### Assignment
Copy the entries exactly. Leave nothing out and add nothing.
━━━ The data
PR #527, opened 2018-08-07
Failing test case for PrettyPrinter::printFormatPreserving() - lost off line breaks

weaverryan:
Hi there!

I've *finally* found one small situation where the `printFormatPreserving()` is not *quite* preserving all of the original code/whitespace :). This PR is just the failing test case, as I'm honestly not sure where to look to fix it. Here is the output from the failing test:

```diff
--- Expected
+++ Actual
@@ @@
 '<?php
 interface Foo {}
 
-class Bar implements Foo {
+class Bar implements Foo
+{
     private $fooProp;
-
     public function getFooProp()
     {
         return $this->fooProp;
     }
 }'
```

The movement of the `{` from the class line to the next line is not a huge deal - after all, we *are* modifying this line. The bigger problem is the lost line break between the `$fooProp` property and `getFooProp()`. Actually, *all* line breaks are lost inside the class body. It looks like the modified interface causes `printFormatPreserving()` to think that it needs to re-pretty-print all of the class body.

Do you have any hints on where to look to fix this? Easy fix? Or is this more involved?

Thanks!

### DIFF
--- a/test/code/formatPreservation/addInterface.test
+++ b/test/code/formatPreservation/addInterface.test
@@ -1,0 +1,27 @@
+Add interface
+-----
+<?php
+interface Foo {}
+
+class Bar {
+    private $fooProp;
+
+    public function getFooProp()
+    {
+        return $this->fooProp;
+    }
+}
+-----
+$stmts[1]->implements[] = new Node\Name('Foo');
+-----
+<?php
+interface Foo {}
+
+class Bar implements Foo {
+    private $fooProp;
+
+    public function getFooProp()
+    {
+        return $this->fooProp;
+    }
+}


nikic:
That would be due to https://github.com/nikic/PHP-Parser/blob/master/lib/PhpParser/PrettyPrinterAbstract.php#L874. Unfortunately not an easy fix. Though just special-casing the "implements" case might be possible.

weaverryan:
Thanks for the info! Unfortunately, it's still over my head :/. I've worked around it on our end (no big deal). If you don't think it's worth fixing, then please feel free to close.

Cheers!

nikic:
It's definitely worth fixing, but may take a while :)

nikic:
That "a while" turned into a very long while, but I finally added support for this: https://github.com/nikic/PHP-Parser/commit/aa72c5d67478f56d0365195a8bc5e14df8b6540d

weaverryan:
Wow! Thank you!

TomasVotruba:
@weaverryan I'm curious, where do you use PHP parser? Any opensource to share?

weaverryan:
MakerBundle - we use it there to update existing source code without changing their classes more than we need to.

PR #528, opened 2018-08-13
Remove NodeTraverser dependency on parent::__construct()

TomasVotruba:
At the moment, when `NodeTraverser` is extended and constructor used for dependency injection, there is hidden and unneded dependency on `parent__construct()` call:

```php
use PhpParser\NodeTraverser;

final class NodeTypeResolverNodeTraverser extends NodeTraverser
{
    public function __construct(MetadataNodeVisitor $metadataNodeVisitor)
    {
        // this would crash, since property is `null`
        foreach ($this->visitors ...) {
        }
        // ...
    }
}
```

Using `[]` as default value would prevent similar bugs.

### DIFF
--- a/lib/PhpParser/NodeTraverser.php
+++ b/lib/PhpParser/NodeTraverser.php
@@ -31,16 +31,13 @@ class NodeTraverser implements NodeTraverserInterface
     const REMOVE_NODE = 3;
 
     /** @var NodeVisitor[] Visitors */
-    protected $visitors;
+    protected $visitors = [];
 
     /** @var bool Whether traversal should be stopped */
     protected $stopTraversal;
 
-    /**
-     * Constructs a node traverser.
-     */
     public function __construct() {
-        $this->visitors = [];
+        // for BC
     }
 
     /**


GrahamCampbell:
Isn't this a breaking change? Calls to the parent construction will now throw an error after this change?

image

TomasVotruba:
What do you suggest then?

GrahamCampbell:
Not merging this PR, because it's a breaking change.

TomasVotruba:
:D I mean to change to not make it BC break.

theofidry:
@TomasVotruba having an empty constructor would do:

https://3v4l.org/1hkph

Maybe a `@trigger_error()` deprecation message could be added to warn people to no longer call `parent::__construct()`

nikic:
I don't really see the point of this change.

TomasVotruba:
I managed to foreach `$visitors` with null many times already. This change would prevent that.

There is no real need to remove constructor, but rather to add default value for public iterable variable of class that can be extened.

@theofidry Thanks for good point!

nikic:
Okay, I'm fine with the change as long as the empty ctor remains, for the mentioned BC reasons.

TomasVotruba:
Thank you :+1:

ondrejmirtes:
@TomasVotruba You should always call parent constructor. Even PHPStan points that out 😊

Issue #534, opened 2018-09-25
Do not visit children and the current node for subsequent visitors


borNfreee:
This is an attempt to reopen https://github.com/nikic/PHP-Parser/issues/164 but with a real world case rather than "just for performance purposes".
━━━━━━
### Solution for this task
PR #527, opened 2018-08-07
Failing test case for PrettyPrinter::printFormatPreserving() - lost off line breaks

weaverryan:
Hi there!

I've *finally* found one small situation where the `printFormatPreserving()` is not *quite* preserving all of the original code/whitespace :). This PR is just the failing test case, as I'm honestly not sure where to look to fix it. Here is the output from the failing test:

```diff
--- Expected
+++ Actual
@@ @@
 '<?php
 interface Foo {}
 
-class Bar implements Foo {
+class Bar implements Foo
+{
     private $fooProp;
-
     public function getFooProp()
     {
         return $this->fooProp;
     }
 }'
```

The movement of the `{` from the class line to the next line is not a huge deal - after all, we *are* modifying this line. The bigger problem is the lost line break between the `$fooProp` property and `getFooProp()`. Actually, *all* line breaks are lost inside the class body. It looks like the modified interface causes `printFormatPreserving()` to think that it needs to re-pretty-print all of the class body.

Do you have any hints on where to look to fix this? Easy fix? Or is this more involved?

Thanks!

### DIFF
--- a/test/code/formatPreservation/addInterface.test
+++ b/test/code/formatPreservation/addInterface.test
@@ -1,0 +1,27 @@
+Add interface
+-----
+<?php
+interface Foo {}
+
+class Bar {
+    private $fooProp;
+
+    public function getFooProp()
+    {
+        return $this->fooProp;
+    }
+}
+-----
+$stmts[1]->implements[] = new Node\Name('Foo');
+-----
+<?php
+interface Foo {}
+
+class Bar implements Foo {
+    private $fooProp;
+
+    public function getFooProp()
+    {
+        return $this->fooProp;
+    }
+}


nikic:
That would be due to https://github.com/nikic/PHP-Parser/blob/master/lib/PhpParser/PrettyPrinterAbstract.php#L874. Unfortunately not an easy fix. Though just special-casing the "implements" case might be possible.

weaverryan:
Thanks for the info! Unfortunately, it's still over my head :/. I've worked around it on our end (no big deal). If you don't think it's worth fixing, then please feel free to close.

Cheers!

nikic:
It's definitely worth fixing, but may take a while :)

nikic:
That "a while" turned into a very long while, but I finally added support for this: https://github.com/nikic/PHP-Parser/commit/aa72c5d67478f56d0365195a8bc5e14df8b6540d

weaverryan:
Wow! Thank you!

TomasVotruba:
@weaverryan I'm curious, where do you use PHP parser? Any opensource to share?

weaverryan:
MakerBundle - we use it there to update existing source code without changing their classes more than we need to.

PR #528, opened 2018-08-13
Remove NodeTraverser dependency on parent::__construct()

TomasVotruba:
At the moment, when `NodeTraverser` is extended and constructor used for dependency injection, there is hidden and unneded dependency on `parent__construct()` call:

```php
use PhpParser\NodeTraverser;

final class NodeTypeResolverNodeTraverser extends NodeTraverser
{
    public function __construct(MetadataNodeVisitor $metadataNodeVisitor)
    {
        // this would crash, since property is `null`
        foreach ($this->visitors ...) {
        }
        // ...
    }
}
```

Using `[]` as default value would prevent similar bugs.

### DIFF
--- a/lib/PhpParser/NodeTraverser.php
+++ b/lib/PhpParser/NodeTraverser.php
@@ -31,16 +31,13 @@ class NodeTraverser implements NodeTraverserInterface
     const REMOVE_NODE = 3;
 
     /** @var NodeVisitor[] Visitors */
-    protected $visitors;
+    protected $visitors = [];
 
     /** @var bool Whether traversal should be stopped */
     protected $stopTraversal;
 
-    /**
-     * Constructs a node traverser.
-     */
     public function __construct() {
-        $this->visitors = [];
+        // for BC
     }
 
     /**


GrahamCampbell:
Isn't this a breaking change? Calls to the parent construction will now throw an error after this change?

image

TomasVotruba:
What do you suggest then?

GrahamCampbell:
Not merging this PR, because it's a breaking change.

TomasVotruba:
:D I mean to change to not make it BC break.

theofidry:
@TomasVotruba having an empty constructor would do:

https://3v4l.org/1hkph

Maybe a `@trigger_error()` deprecation message could be added to warn people to no longer call `parent::__construct()`

nikic:
I don't really see the point of this change.

TomasVotruba:
I managed to foreach `$visitors` with null many times already. This change would prevent that.

There is no real need to remove constructor, but rather to add default value for public iterable variable of class that can be extened.

@theofidry Thanks for good point!

nikic:
Okay, I'm fine with the change as long as the empty ctor remains, for the mentioned BC reasons.

TomasVotruba:
Thank you :+1:

ondrejmirtes:
@TomasVotruba You should always call parent constructor. Even PHPStan points that out 😊

Issue #534, opened 2018-09-25
Do not visit children and the current node for subsequent visitors


borNfreee:
This is an attempt to reopen https://github.com/nikic/PHP-Parser/issues/164 but with a real world case rather than "just for performance purposes".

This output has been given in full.